> _Exercise_
Quote the records below word for word, please, from the very first line through the one that contains "ayushr2: This seems", and nothing beyond it.

[Saved data entries]
PR #13101, opened 2026-05-06
nvproxy: support DMA-BUF export for GPU memory

atoniolo76:
Adds handling for the NV_ESC_EXPORT_TO_DMABUF_FD ioctl. This is used by a [NVIDIA DMA-BUF](https://docs.nvidia.com/datacenter/cloud-native/gpu-operator/24.6.2/gpu-operator-rdma.html#about-gpudirect-rdma-and-gpudirect-storage) producer to export a DMA-BUF object to a FD for use by a uverbs consumer involved in [GPU Direct RDMA](https://www.google.com/url?sa=t&source=web&rct=j&opi=89978449&url=https://docs.nvidia.com/cuda/gpudirect-rdma/&ved=2ahUKEwj5s9a6grKUAxXClokEHSSSOvMQFnoECBsQAQ&usg=AOvVaw2FloFof-it8qyD_ARhwjpu).   

Key changes:
- Add HostFDProvider interface in pkg/sentry/vfs for cross-device FD translation (used by rdmaproxy to resolve sandbox FD -> host FD)
- Add IoctlExportToDMABufFD struct in pkg/abi/nvgpu
- Implement frontendExportToDMABufFD handler with dual-path FD logic: translates existing sandbox FDs to host FDs when fd >= 0 (reuse), wraps newly created host FDs into sandbox FDs when fd == -1 (create)
- Add hostFDWrapper type for wrapping host DMA-BUF FDs in the sentry


pkg/sentry/devices/nvproxy/version.go
ayushr2, line 1: This commit is effectively reverting https://github.com/google/gvisor/commit/85d1e860166348b4ae71bc1067ccf2613938c29e and https://github.com/google/gvisor/commit/bf9b0eaffe30daa5100ce80833b08a3cb02c1809.

pkg/sentry/devices/nvproxy/frontend.go
```diff
@@ -876,6 +906,175 @@ func ctrlHasFrontendFD[Params any, PtrParams hasFrontendFDPtr[Params]](fi *front
...
+	if err != nil {
+		w.vfsfd.DecRef(t)
+		return -1, err
+	}
+	return sandboxFD, nil
+}
+
+// ctrlExportObjectToFD handles NV0000_CTRL_CMD_OS_UNIX_EXPORT_OBJECT_TO_FD.
+// Unlike ctrlHasFrontendFD, this treats the FD field as OUTPUT (newly created
+// by the host) rather than INPUT (an existing frontend fd to translate).
```
ayushr2: This seems incorrect. See the driver's comment on the FD field in this struct: https://github.com/NVIDIA/open-gpu-kernel-modules/blob/51edebee79919b54f498c19a0be31982cd97646e/src/common/sdk/nvidia/inc/ctrl/ctrl0000/ctrl0000unix.h#L152

It says it is both an input and output parameter. The docstring above `NV0000_CTRL_CMD_OS_UNIX_EXPORT_OBJECT_TO_FD` offers more explanation about what that means:
```
 * Note that the 'fd' parameter is an input parameter at the kernel level, but
 * an output parameter for usermode RMAPI clients -- the RMAPI library will
 * open a new FD automatically if a usermode RMAPI client exports an object.
 *
 * Kernel-mode RM clients can export an object to an FD in two steps:
 * 1. User client calls this RMControl with the flag 'EMPTY_FD_TRUE' to create
 *    an empty FD to receive the object, then passes that FD to the kernel-mode
 *    RM client.
 * 2. Kernel-mode RM client fills in the rest of the
 *    NV0000_CTRL_OS_UNIX_EXPORT_OBJECT_TO_FD_PARAMS as usual and calls RM to
 *    associate its desired RM object with the empty FD from its usermode
 *    client.
```

So I don't think we should be allocating a new FD in the FD table here. The previous implementation of using `ctrlHasFrontendFD()` seems correct. Am I missing something?

pkg/sentry/devices/nvproxy/uvm_unsafe.go
```diff
@@ -25,7 +25,8 @@ import (
 )
 
 func uvmIoctlInvoke[Params any, PtrParams hasStatusPtr[Params]](ui *uvmIoctlState, ioctlParams PtrParams) (uintptr, error) {
-	n, _, errno := unix.RawSyscall(unix.SYS_IOCTL, uintptr(ui.fd.hostFD), uintptr(ui.cmd), uintptr(unsafe.Pointer(ioctlParams)))
+	n, _, errno := unix.Syscall(unix.SYS_IOCTL, uintptr(ui.fd.hostFD), uintptr(ui.cmd), uintptr(unsafe.Pointer(ioctlParams)))
+	runtime.KeepAlive(ioctlParams)
```
ayushr2: These RawSyscall -> Syscall conversions seem irrelevant? It seems like nvproxy uses RawSyscall in a lot of other callsites. The description mentions "Fix RawSyscall -> Syscall in UVM ioctl paths for preemption safety". Is this specific to UVM? IIUC, the difference is that unix.Syscall will inform the go runtime that it is making a syscall, allowing the Go scheduler to detach the P (processor) if this syscall blocks. Does allowing the Go scheduler to detach the P (processor) lead to more correctness?

pkg/sentry/devices/nvproxy/frontend.go
```diff
@@ -365,7 +384,11 @@ func frontendRegisterFD(fi *frontendIoctlState) (uintptr, error) {
 	}
 	ioctlParams.CtlFD = ctlFile.hostFD
 	// The returned ctl_fd can't change, so skip copying out.
-	return frontendIoctlInvokeNoStatus(fi, &ioctlParams)
+	n, err := frontendIoctlInvokeNoStatus(fi, &ioctlParams)
+	if err != nil {
+		return n, err
+	}
+	return n, nil
```
ayushr2: revert this change, it's the same as before, but with more lines of code

pkg/sentry/devices/nvproxy/frontend.go
```diff
@@ -876,6 +906,175 @@ func ctrlHasFrontendFD[Params any, PtrParams hasFrontendFDPtr[Params]](fi *front
...
+func frontendExportToDMABufFD(fi *frontendIoctlState) (uintptr, error) {
+	var ioctlParams nvgpu.IoctlExportToDMABufFD
+	if _, err := ioctlParams.CopyIn(fi.t, fi.ioctlParamsAddr); err != nil {
+		return 0, err
+	}
+
+	n, err := frontendIoctlInvokeNoStatus(fi, &ioctlParams)
+	if err != nil {
+		return n, err
+	}
```
ayushr2, line 916: Per https://github.com/NVIDIA/open-gpu-kernel-modules/blob/51edebee79919b54f498c19a0be31982cd97646e/kernel-open/nvidia/nv-dmabuf.c#L1756-L1772, the `ioctlParams.FD` parameter might be >= 0, in which case it represents an already-open DMA-buf FD. We'd need to translate that to a host FD in that case.

Consequently, a new DMA buf FD is allocated only when `ioctlParams.FD == -1` **before** making the host syscall. Currently, the logic below will always allocate a new sandbox FD after `frontendIoctlInvokeNoStatus` returns successfully.

pkg/sentry/devices/nvproxy/frontend.go
ayushr2: You can see the implementation of ioctl in src/nvidia/arch/nvalloc/unix/src/os.c:cliresCtrlCmdOsUnixExportObjectToFd_IMPL()

pkg/sentry/devices/nvproxy/frontend.go
```diff
@@ -129,6 +147,7 @@ type frontendFD struct {
 	// clients are handles of clients owned by this frontendFD. clients is
 	// protected by dev.nvp.clientsMu.
 	clients map[*rootClient]struct{}
+
```
ayushr2: nit: revert extra newline? It might break the linter. Generally want to keep the diff minimal so it's easy to review

ayushr2 (commented):
Thanks for your work! I am also learning more about the `dma_buf` Linux subsystem as I review this.

pkg/sentry/devices/nvproxy/uvm_unsafe.go
atoniolo76: The syscall conversions do not lead to more correctness and only aims to free up latency to garbage collection time. 

The addition of `runtime.KeepAlive(ioctlParams)` was to prevent the GC from deallocating the ioctlParams memory in heap since it is converted to a `uintptr`. The reference to `ioctlParams` is held for the duration of `RawSyscall` but not for `Syscall` since the P is freed. However, in either case, the caller later references `ioctlParams` and the GC doesn't free up the memory, making this a no-op. 

I'm removing these additions to maintain precedence with the existing nvproxy pattern.

pkg/sentry/devices/nvproxy/version.go
atoniolo76: This was due to our fork being outdated, I'll rebase onto upstream gVisor and fix this branch.

pkg/sentry/devices/nvproxy/frontend.go
atoniolo76: Good catch, thank you! New sandboxFD only created when `ioctlParams.FD == -1` and existing sandbox FDs are translated to their host FDs when `ioctlParams.FD > -1`.

pkg/sentry/devices/nvproxy/frontend.go
atoniolo76: I think this is accurate, and the source code is very helpful too! Unlike `frontendExportToDMABufFD`, these `EXPORT_OBJECT(S)_TO_FD` ioctls will always specify an input FD for the object data to be serialized into.

PR #13114, opened 2026-05-07
runsc: serialize RDMA and PCI sysfs data at boot

atoniolo76:
Snapshot host RDMA/InfiniBand and PCI device sysfs attributes before pivot_root (while the host sysfs is still accessible), serialize them as JSON, and reconstruct them as virtual kernfs entries inside the sentry. This gives NCCL and libibverbs the topology information they need for device discovery and PCI distance computation without granting the sandbox access to the real host sysfs.

Key components:
- pkg/sentry/fsimpl/sys/rdma.go: RDMA device data collection and virtual /sys/class/infiniband{,_verbs}/ + /sys/class/net/ entries
- pkg/sentry/fsimpl/sys/pci_devices.go: PCI topology collection and virtual /sys/devices/pci*/ hierarchy with symlinks for NCCL
- runsc/cmd/chroot.go: collection before pivot_root
- runsc/cmd/boot.go: --rdmaproxy flag and data deserialization
- runsc/boot/vfs.go: wire sysfs InternalData for RDMA/PCI
- runsc/config: --rdmaproxy configuration flag

### DIFF
--- a/pkg/sentry/fsimpl/sys/pci_devices.go
+++ b/pkg/sentry/fsimpl/sys/pci_devices.go
@@ -1,0 +1,493 @@
+// Copyright 2026 The gVisor Authors.
+//
+// Licensed under the Apache License, Version 2.0 (the "License");
+// you may not use this file except in compliance with the License.
+// You may obtain a copy of the License at
+//
+//	http://www.apache.org/licenses/LICENSE-2.0
+//
+// Unless required by applicable law or agreed to in writing, software
+// distributed under the License is distributed on an "AS IS" BASIS,
+// WITHOUT WARRANTIES OR CONDITIONS OF ANY KIND, either express or implied.
+// See the License for the specific language governing permissions and
+// limitations under the License.
+
+package sys
+
+import (
+	"encoding/json"
+	"os"
+	"path"
+	"path/filepath"
+	"sort"
+	"strings"
+
+	"gvisor.dev/gvisor/pkg/abi/linux"
+	"gvisor.dev/gvisor/pkg/context"
+	"gvisor.dev/gvisor/pkg/log"
+	"gvisor.dev/gvisor/pkg/sentry/fsimpl/kernfs"
+	"gvisor.dev/gvisor/pkg/sentry/kernel/auth"
+)
+
+// PCIDeviceAttr contains sysfs attributes for a single PCI device,
+// including its position in the /sys/devices/pci*/ hierarchy.
+type PCIDeviceAttr struct {
+	// Address is the PCI BDF address, e.g. "0000:0f:00.0".
+	Address string `json:"address"`
+	// RealPath is the resolved sysfs path, e.g.
+	// "/sys/devices/pci0000:07/0000:07:01.0/.../0000:0f:00.0".
+	// NCCL uses this hierarchy to compute PCI distances between devices.
+	RealPath        string `json:"realpath"`
+	Class           string `json:"class"`
+	Vendor          string `json:"vendor"`
+	Device          string `json:"device"`
+	SubsystemVendor string `json:"subsystem_vendor"`
+	SubsystemDevice string `json:"subsystem_device"`
+	NumaNode        string `json:"numa_node"`
+	LocalCPUs       string `json:"local_cpus"`
+	LocalCPUList    string `json:"local_cpulist"`
+	MaxLinkSpeed    string `json:"max_link_speed"`
+	MaxLinkWidth    string `json:"max_link_width"`
+	// NCCL prefers current_link_* over max_link_* and only falls back to
+	// max when current is missing or "Unknown". Capturing both lets the
+	// virtual sysfs report the negotiated link, matching what NCCL would
+	// see on the host.
+	CurrentLinkSpeed string `json:"current_link_speed"`
+	CurrentLinkWidth string `json:"current_link_width"`
+}
+
+// PCIDevicesData holds all collected PCI device attributes.
+type PCIDevicesData struct {
+	Devices []PCIDeviceAttr `json:"devices"`
+}
+
+// pciClassRelevant returns true if the PCI class code is one that NCCL
+// needs for topology discovery.
+//
+// This allowlist is curated for NVIDIA GPU + Mellanox InfiniBand setups and
+// has only been tested against mlx5 InfiniBand devices. Other RDMA-capable
+// adapters (AWS EFA class 0207, Intel Gaudi class 1200, Broadcom bnxt_re,
+// Chelsio iWARP, etc.) are not currently surfaced to the sandbox. Extend
+// this switch when adding support for additional accelerator/NIC families.
+func pciClassRelevant(class string) bool {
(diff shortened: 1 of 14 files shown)


trantoji (commented):
Hey @atoniolo76,

This PR is serializing and virtualizing three things: PCIe topology, NUMA layout, and other RDMA info. Are you open to splitting this PR into three?

What are your thoughts on the following structure:

1. Infra to serialize and virtualize the minimal set of sysfs nodes and gate it (via flag) to get `ib_write_cuda_bw` to work. (i'm assuming this tool is `dumb` and does not need NUMA and PCIe topology information, we can simply target a net interface and CUDA device).
2. Serialize and virtualize the PCIe topology and NUMA layout and keep the code vendor agnostic. Applications need the PCIe topology (bridges, NICs, and accelerator locations) so that threads can initiate data flows that take the fast path (PCIe P2P). They need the NUMA layout to optimize execution, i.e pin their control threads to the local CPU socket to avoid copies traversing the CPU socket interconnect.
3. Infra to add vendor specific quirks to the virtualized sysfs to get NCCL and CX device working.

Splitting it this way separates the generic hardware platform from the vendor-specific middleware heuristics.

pkg/sentry/fsimpl/sys/pci_devices.go
```diff
@@ -0,0 +1,493 @@
...
+// pciClassRelevant returns true if the PCI class code is one that NCCL
+// needs for topology discovery.
+//
+// This allowlist is curated for NVIDIA GPU + Mellanox InfiniBand setups and
+// has only been tested against mlx5 InfiniBand devices. Other RDMA-capable
+// adapters (AWS EFA class 0207, Intel Gaudi class 1200, Broadcom bnxt_re,
+// Chelsio iWARP, etc.) are not currently surfaced to the sandbox. Extend
+// this switch when adding support for additional accelerator/NIC families.
+func pciClassRelevant(class string) bool {
+	c := strings.TrimPrefix(class, "0x")
```
ayushr2, line 73: Probably better to convert to int via `strconv.ParseInt()` and define numerical constants for 0x0302, etc below. I think that'll be more readable and also less error prone if the class format someday changes from 0x0302 to 0x302.

pkg/sentry/fsimpl/sys/pci_devices.go
```diff
@@ -0,0 +1,493 @@
...
+	for _, dent := range dents {
+		devDir := path.Join(pciPath, dent.Name())
+		class := readSysfsFile(path.Join(devDir, "class"))
+		if class == "" || !pciClassRelevant(class) {
+			continue
+		}
+		realPath, err := filepath.EvalSymlinks(devDir)
+		if err != nil {
+			realPath = devDir
+		}
```
ayushr2, line 140: In case of error, why do we continue using the `/sys/bus/pci/devices/*` path? The second pass below would fail right? Since it traverse up this path. It seems to me that all paths in `leaves` should be of form `/sys/devices/pci*`

pkg/sentry/fsimpl/sys/pci_devices.go
```diff
@@ -0,0 +1,493 @@
...
+// against RDMA availability — NICs without moved netdevs should be
+// excluded from the virtual PCI tree so NCCL's topology graph doesn't
+// create dangling NET nodes.
+func pciClassIsNIC(class string) bool {
+	c := strings.TrimPrefix(class, "0x")
+	if len(c) < 4 {
+		return false
+	}
+	prefix := c[:4]
+	return prefix == "0200" || prefix == "0c06"
```
ayushr2, line 234: ditto; we can use the same hex numerical constants here

pkg/sentry/fsimpl/sys/pci_devices.go
```diff
@@ -0,0 +1,493 @@
...
+//   - /sys/devices/pci<ROOT>/.../<PARENT>/pci_bus/<BUS>/ directories so
+//     NCCL's "../../<DEV>" path resolution works
+//   - /sys/class/pci_bus/<BUS> symlinks into the devices hierarchy
+//   - /sys/bus/pci/devices/<ADDR> symlinks into the devices hierarchy
+//
+// NCCL discovers topology by:
+//  1. Constructing "/sys/class/pci_bus/<BUS>/../../<BUS:DEV.FN>"
+//  2. Calling realpath() which resolves through the symlink
+//  3. Walking UP the resolved path reading "class" to find bridges
+//  4. Using the hierarchy depth to compute PCI distance between devices
```
ayushr2, line 221: This comment is misplaced, should be on the `newPCIDevicesSysfsEntries()` function

pkg/sentry/fsimpl/sys/pci_devices.go
```diff
@@ -0,0 +1,493 @@
...
+	log.Infof("pci deserialize: loaded %d device(s) from %s", len(data.Devices), filePath)
+	return &data
+}
+
+// newPCIDevicesSysfsEntries builds the virtual sysfs tree for PCI device
+// topology. It creates:
+//   - /sys/devices/pci<ROOT>/<BRIDGE>/.../<DEV>/ nested hierarchy with
+//     class, vendor, device, numa_node, local_cpulist, etc. at each level
+//   - /sys/devices/pci<ROOT>/.../<PARENT>/pci_bus/<BUS>/ directories so
+//     NCCL's "../../<DEV>" path resolution works
```
ayushr2, line 213: qq, how would "../../<DEV>" path resolution hit the `/sys/devices/pci<ROOT>/.../<PARENT>/pci_bus/<BUS>/` directories?

ayushr2 (commented):
We'll also be moving some of the sysfs files into a sandbox bind mount because they are dynamic and may change through the course of the sandbox lifecycle. This is similar to what TPU proxy does. We will bind mount them in read-only mode for security.

atoniolo76:
Closed in favor of #13297 and its stacked PRs.

pkg/sentry/fsimpl/sys/pci_devices.go
atoniolo76: NCCL needs the resolved `/sys/devices/pci/` tree for topology discovery. Adding the `/sys/bus/pci/devices/` path to the tree for a particular device would break topology discovery. Fixing with a skip + warn.

pkg/sentry/fsimpl/sys/pci_devices.go
atoniolo76: It seems NCCL gets many Bus:Device:Function (BDF) strings from the flat list in `/sys/bus/pci/devices/`. For each bus in `/sys/class/pci_bus/<bus>`, the symlink is followed through to the matching `<bus>` directory under a `/<parent>/pci_bus/`. In this `/<parent>/` dir is the GPU device, and the `../../<BDF>` resolves to the GPU BDF. 

Now, I don't know why NCCL does this additional resolution step in addition to following the symlink from `/sys/bus/pci/devices/` directly to the device BDF.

> _Solution to the exercise_
PR #13101, opened 2026-05-06
nvproxy: support DMA-BUF export for GPU memory

atoniolo76:
Adds handling for the NV_ESC_EXPORT_TO_DMABUF_FD ioctl. This is used by a [NVIDIA DMA-BUF](https://docs.nvidia.com/datacenter/cloud-native/gpu-operator/24.6.2/gpu-operator-rdma.html#about-gpudirect-rdma-and-gpudirect-storage) producer to export a DMA-BUF object to a FD for use by a uverbs consumer involved in [GPU Direct RDMA](https://www.google.com/url?sa=t&source=web&rct=j&opi=89978449&url=https://docs.nvidia.com/cuda/gpudirect-rdma/&ved=2ahUKEwj5s9a6grKUAxXClokEHSSSOvMQFnoECBsQAQ&usg=AOvVaw2FloFof-it8qyD_ARhwjpu).   

Key changes:
- Add HostFDProvider interface in pkg/sentry/vfs for cross-device FD translation (used by rdmaproxy to resolve sandbox FD -> host FD)
- Add IoctlExportToDMABufFD struct in pkg/abi/nvgpu
- Implement frontendExportToDMABufFD handler with dual-path FD logic: translates existing sandbox FDs to host FDs when fd >= 0 (reuse), wraps newly created host FDs into sandbox FDs when fd == -1 (create)
- Add hostFDWrapper type for wrapping host DMA-BUF FDs in the sentry


pkg/sentry/devices/nvproxy/version.go
ayushr2, line 1: This commit is effectively reverting https://github.com/google/gvisor/commit/85d1e860166348b4ae71bc1067ccf2613938c29e and https://github.com/google/gvisor/commit/bf9b0eaffe30daa5100ce80833b08a3cb02c1809.

pkg/sentry/devices/nvproxy/frontend.go
```diff
@@ -876,6 +906,175 @@ func ctrlHasFrontendFD[Params any, PtrParams hasFrontendFDPtr[Params]](fi *front
...
+	if err != nil {
+		w.vfsfd.DecRef(t)
+		return -1, err
+	}
+	return sandboxFD, nil
+}
+
+// ctrlExportObjectToFD handles NV0000_CTRL_CMD_OS_UNIX_EXPORT_OBJECT_TO_FD.
+// Unlike ctrlHasFrontendFD, this treats the FD field as OUTPUT (newly created
+// by the host) rather than INPUT (an existing frontend fd to translate).
```
ayushr2: This seems incorrect. See the driver's comment on the FD field in this struct: https://github.com/NVIDIA/open-gpu-kernel-modules/blob/51edebee79919b54f498c19a0be31982cd97646e/src/common/sdk/nvidia/inc/ctrl/ctrl0000/ctrl0000unix.h#L152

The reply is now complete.